A comment before I read through fully but... I'm pretty skeptical about that chart.
What was the criteria, who made the numbers? Experts in each field?
Just using my own background experience, I find it highly unlikely that Education could be effectively automated any more than parenting could. I'd argue education is one of the more robust careers against automation.
Any teacher will know that being a teacher involves a ton of human connection, relationship building, social adaptation, things that are inherently impossible to automate. In many cases a teacher spends more time with students than their own parents, and within that contains a huge responsibility in partially raising those kids with the right values, virtues and strengths (While also not impeding on the diverse range of parents' views).
I mean, you could technically get all the paperwork BS organized and out the way perhaps a bit more efficiently, but I don't consider that element 'education'.
'Library' though, sure. We had an entirely automated one in a previous school like 8 years ago. Nothing new there.
Education is driven by administration, not just classroom teaching. How many support staff are affected in the education system? This is generative AI, not just the practical classroom teaching. It is largely codified work.
So, while I agree that it might be a while before AI takes teaching jobs, there is a massive amount of "back office" work involved.

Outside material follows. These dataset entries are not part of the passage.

PR #486, opened 2026-06-21
feat(audio): disable DF audio on subscribe + Room seam for silence tests (#20)

### LINKED ISSUE #20: Game is flashing a white screen at times
I determined the flashing only occurs when audio is detected and a user’s window is chosen (and the blue border appears)

nickmeinhold:
Addresses both MEDIUM follow-ups deferred from the PR #485 cage match (Carnot), tracked as task #20.

## (1) Deferred-component window — disable DF audio on subscribe unconditionally

DF audio is proximity-gated: `BubbleManager._updateDreamfinderAudio` is the **sole enabler** and only forwards DF audio when the local player is in range. But that gate doesn't run until DF's `DreamfinderComponent` exists, which is deferred to `gameReady` (it needs the path component). Previously the `TrackSubscribedEvent` handler only disabled a fresh DF audio track when **already silenced** — so between a DF track subscribing and the gate's first tick, an *unsilenced* fresh track was **audible from anywhere on the map**.

**Fix:** disable DF audio on subscribe **unconditionally** (`applyDreamfinderSilenceOnSubscribe` → `disableDreamfinderAudioOnSubscribe`, dropped the `dreamfinderSilenced.value` condition). The gate re-enables on the first near-frame.

**Why this is safe (latch analysis):** the gate tracks state in `_audioEnabledParticipants`, which **starts empty** — it already assumes the track begins disabled. Disabling on subscribe just makes the SFU match that assumption, so the gate's `shouldEnable = !hasAudio && near` transition still fires correctly when the player walks into range. No latch conflict.

**agent-* timing:** `dreamfinderIdentity` is reconciled to the real `agent-*` identity at participant-join (`tech_world.dart:527/537`), and the audio track belongs to that same participant — so the gate keys off the matching identity. Disabling an `agent-*` track on subscribe just means it's muted until the gate's first near-tick, which is the intended proximity-gated behaviour.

Yeah, I touched on that, but I just don't think that should count as 'education' but under 'admin', 'management', or the big 'administration' section at the top. If you lump the finance office into 'education' because they largely work with schools, then the creator of the chart needs to make clear that there is severe overlap between each category.
I mean, 'office and admin support' doesn't exist for the sake of existing. It's inherently attached to everything on that list. I dunno, just stinks of somebody arbitrarily making a chart based on what they think is probably about right.